评价与提高大语言模型辨证思维能力：方法发展研究。

背景：大语言模型（LLM）为推进中医药的智能化发展提供了新的机遇。辨证思维是中医的重要组成部分，使法学硕士具备辨证思维能力是提高中医临床应用效率的关键一步。然而，鉴于中医辨证思维的复杂性，获得这种能力对模型来说是一个相当大的挑战。目的：本研究旨在评估法学硕士辨证思维能力，并设计一种有效提高法学硕士辨证思维能力的方法。方法：将中医辨证思维过程分解为病机推理、证候推理和诊断提示三个核心任务。为了评估法学硕士在这些任务中的表现，我们构建了一个高质量的评估数据集，为定量评估法学硕士的能力奠定了可靠的基础。此外，我们开发了一种基于“开卷考试”思想生成指令数据的方法，定制了三个数据模板，并动态检索了与任务相关的专业知识，这些知识被插入模板中的预定义位置。该方法有效生成符合中医辨证思维独特特点的高质量指导数据。利用这些指导数据，对基础模型进行微调，增强法学硕士的辨证思维能力。结果：我们收集了200个医疗案例作为评估数据集，并将其标准化为三种类型的任务问题。我们测试了通用llm和中医llm，并将它们的性能与我们提出的解决方案进行了比较。结果表明，我们的方法显著增强了LLMs的辨证思维。我们的模型在任务1中达到了85.7%，在任务2中达到了81.2%，分别比表现最好的TCM和general llm高出26.3%和15.8%。在Task 3中，我们的模型获得了84.3的相似性分数，这表明该模型与专家给出的建议非常相似。结论：现有的一般法学硕士和中医法学硕士在辨证思维的核心任务上仍然存在明显的局限性。我们的研究表明，通过设计专业的指令模板和生成高质量的指令数据对llm进行微调，可以显著提高llm在核心任务上的表现。优化后的llm在推理结果上具有较高的相似性，与领域专家的意见一致，说明其能够在一定程度上模拟辨证思维。这些发现对于深入解读中医临床诊疗过程的复杂性具有重要的理论和现实意义。

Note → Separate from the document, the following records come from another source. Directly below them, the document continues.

PR #38, opened 2023-12-01
IP routing config for local network instances 

milan-zededa:
These new fields will allow to:
- use DHCP to automatically propagate routes for uplink subnets
  into applications connected to them indirectly through local network
  instances
- configure static IP routes for local network instances and propagate
  them using DHCP to connected applications


proto/config/netinst.proto
```diff
@@ -75,6 +75,13 @@ message NetworkInstanceLispConfig {
   bool experimental = 20;
 }
 
+message IPRoute {
+  // Destination network address in the CIDR format: <IP-address>/<prefix-length>
+  string destination_network = 1;
+  // Gateway IP address
+  string gateway = 2;
```
eriknordmark, line 82: Are we planning to allow some semantics around this being empty/unspecified?
If so we should have a comment about the semantics of an empty string or 0.0.0.0.
If not we should say that this must be set to a valid IP address and can not be all-zeros.

proto/config/netinst.proto
```diff
@@ -107,4 +114,19 @@ message NetworkInstanceConfig {
 
   // static DNS entry, if we are running DNS/DHCP service
   repeated ZnetStaticDNSEntry dns = 41;
+  // Enable to use DHCP to automatically propagate routes for uplink subnets
+  // into applications connected to them indirectly through local network instances.
+  // This option is only valid for local network instances. For other types
+  // of network instances, it will be ignored.
+  bool propagate_connected_routes = 42;
```
eriknordmark, line 121: I always suspect that the question about life and everthing had something to do with IP routing ;-)

proto/config/netinst.proto
```diff
@@ -107,4 +114,19 @@ message NetworkInstanceConfig {
...
+  // List of IP routes statically added to the network instance routing table.
+  // Statically routed subnets are also propagated to connected applications
+  // using DHCP, with gateway set to the network instance bridge IP if it is
+  // outside of the network instance subnet.
+  // IP route gateway may point to an external endpoint (provided that network
+  // instance is not air-gapped), or to an IP address of one of the applications
+  // connected to the network instance.
+  // This option is only valid for local network instances. For other types
+  // of network instances, it will be ignored.
+  repeated IPRoute static_routes = 43;
```
eriknordmark, line 131: Will we allow setting witn the propagate flag and providing static routes?
Makes sense to add to the comment whether this is allowed or not.

naiming-zededa: from some of the previous discussion, we don't allow those automatically, user has to define them

proto/config/netinst.proto
naiming-zededa: Should be do this with 'disable_propagate_connected_routes'? since default case is most people want.

proto/config/netinst.proto
eriknordmark: Sorry, had an imporant typo on my comment.

naiming-zededa: i think they can work independently, good to comment on this api.

naiming-zededa:
we can also introduce a new api-capability for this feature, otherwise user configured static-routes in the cloud side and wondering why it does not show up on the device.

proto/config/netinst.proto
milan-zededa: I'm also considering renaming this to `propagate_uplink_routes`. After all, uplink port may receive additional routes from an external DHCP server. Shouldn't we propagate all the routes associated with an uplink interface?

milan-zededa:
Marking this as draft until some design discussions are closed. Then will also make changes requested in review.

proto/config/netinst.proto
milan-zededa: Done, comment extended.

proto/config/netinst.proto
milan-zededa: Not going to rename, we agreed internally that only connected routes will be propagated, not all routes received from external DHCP server.

proto/config/netinst.proto
milan-zededa: Done, comment extended (empty IP not allowed).

milan-zededa:
> we can also introduce a new api-capability for this feature, otherwise user configured static-routes in the cloud side and wondering why it does not show up on the device.

Done, added new API capability.

milan-zededa:
@eriknordmark, @naiming-zededa PR is ready for re-review.

proto/config/netinst.proto
eriknordmark: Makes sense to keep the name and semantics (need to set to true to change from current behavior).
@naiming-zededa Even if most cases (where app instances have multiple adapters) could benefit from having this set it is a bit scary to start doing that as part of an update by changing the default and have a disable field.

eriknordmark (approved):
LGTM, but as we add this should we also add something about propagate/inject default route or not in the API?
Today we do that by default and can disable it by setting the gateway (for the network if I don't misremember - or is it on the network instance?)

If nothing else, how about documenting that near the comment about static_routes?

milan-zededa:
> LGTM, but as we add this should we also add something about propagate/inject default route or not in the API? Today we do that by default and can disable it by setting the gateway (for the network if I don't misremember - or is it on the network instance?)
> 
> If nothing else, how about documenting that near the comment about static_routes?

Done, added comments explaining default route propagation.

proto/config/netinst.proto
naiming-zededa: Sure.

本文章由计算机程序翻译，如有差异，请以英文原文为准。

求助全文

约1分钟内获得全文求助全文

来源期刊

JMIR Medical Informatics Medicine-Health Informatics

CiteScore

7.90

自引率

3.10%

发文量

173

审稿时长

12 weeks

期刊介绍： JMIR Medical Informatics (JMI, ISSN 2291-9694) is a top-rated, tier A journal which focuses on clinical informatics, big data in health and health care, decision support for health professionals, electronic health records, ehealth infrastructures and implementation. It has a focus on applied, translational research, with a broad readership including clinicians, CIOs, engineers, industry and health informatics professionals. Published by JMIR Publications, publisher of the Journal of Medical Internet Research (JMIR), the leading eHealth/mHealth journal (Impact Factor 2016: 5.175), JMIR Med Inform has a slightly different scope (emphasizing more on applications for clinicians and health professionals rather than consumers/citizens, which is the focus of JMIR), publishes even faster, and also allows papers which are more technical or more formative than what would be published in the Journal of Medical Internet Research.